Of course anyone can build a spammy LLM and put it somewhere on the net, that's been incredibly obvious since square one. Just like anyone can get enough fertiliser together and...
Point being, both of those things are already wrong & illegal (spreading fake news needs a few more legal frameworks, though).
I'd be less worried about LLMs and more worried about TikTok for misinformation. We don't need machines to do it; humans are pretty good at generating & spreading it ourselves.
Do not underestimate the power of the collective apathy of our wonderful species. People don't care that news/info might be fake in the same way that they don't care a funny ha ha TT video is scripted but presented as actually having happened. The Internet is rife with this culture now.
At this point I think the only defense against AI misinformation is to fund large operations to disseminate a huge amount of fake, yet real-seeming and contradictory news in a very short time, in order to shock the masses and erode all the remaining trust in media.
enterprise software architects trying to wedge into this emerging area, and you soon start hearing of: provenance, governance, security postures, gdpr, compliance.. give it a rest architects, LLMs are not ready yet for your wares.
> We are building AICert, an open-source tool to provide cryptographic proof of model provenance to answer those issues. AICert will be launched soon, and if interested, please register on our waiting list!
Hello. Fires are dangerous. Here is how fire burns down a school. Thankfully, we've invented a fire extinguisher.
> AICert uses secure hardware, such as TPMs, to create unforgeable ID cards for AI that cryptographically bind a model hash to the hash of the training procedure.
> secure hardware, such as TPMs
"such as"? Why the uncertainty?
So OK. It signs stuff using a TPM of some sort (probably) based on the model hash. So... When and where does the model hash go in? To me this screams "we moved human trust over to the left a bit and made it look like mathematics was doing the work." Let me guess, the training still happens on ordinary GPUs...?
It's also "open source". Which part of it?

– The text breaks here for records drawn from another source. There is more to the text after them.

PR #162, opened 2022-04-26
Add changes to mock.rs

DeliaPavel:
Add error handling
Add function called build_chain_of_descriptors
that receives a vector of Descriptor structures
and creates a chain of them.

Signed-off-by: Delia-Maria Pavel <delia_maria.pavel@stud.acs.upb.ro>

### Summary of the PR

### Requirements

requirements:

  description line.
  test.

### DIFF
--- a/crates/virtio-queue/src/mock.rs
+++ b/crates/virtio-queue/src/mock.rs
@@ -16,6 +16,35 @@ use crate::defs::{
     VIRTQ_DESC_F_NEXT,
 };
 use crate::{Descriptor, DescriptorChain, Queue, QueueState, VirtqUsedElem};
+use std::fmt::{self, Debug, Display};
+
+/// Mock related errors.
+#[derive(Debug)]
+pub enum MockError {
+    /// Invalid Ref index
+    InvalidIndex,
+    /// Invalid next avail
+    InvalidNextAvail,
+}
+
+impl Display for MockError {
+    fn fmt(&self, f: &mut fmt::Formatter) -> fmt::Result {
+        use self::MockError::*;
+
+        match self {
+            InvalidIndex => write!(
+                f,
+                "invalid index for pointing to an address in a region when defining a Ref object"
+            ),
+            InvalidNextAvail => write!(
+                f,
+                "invalid next available descriptor chain head in the queue"
+            ),
+        }
+    }
+}
+
+impl std::error::Error for MockError {}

Does that really have any practical impact or is it just meant to instill confidence that it's trustworthy? I'm genuinely unsure.
Am I completely missing the idea? I don't think trust in LLMs is all that different from trust in code typically is. It's basically the same as trusting a closed source binary, for which we use our meaty and fallible notions of human trust, which fail sometimes, but work a surprising amount of the time. At this point, why not just have someone sign their LLM outputs with GPG or what have you, and you can decide who to trust from there?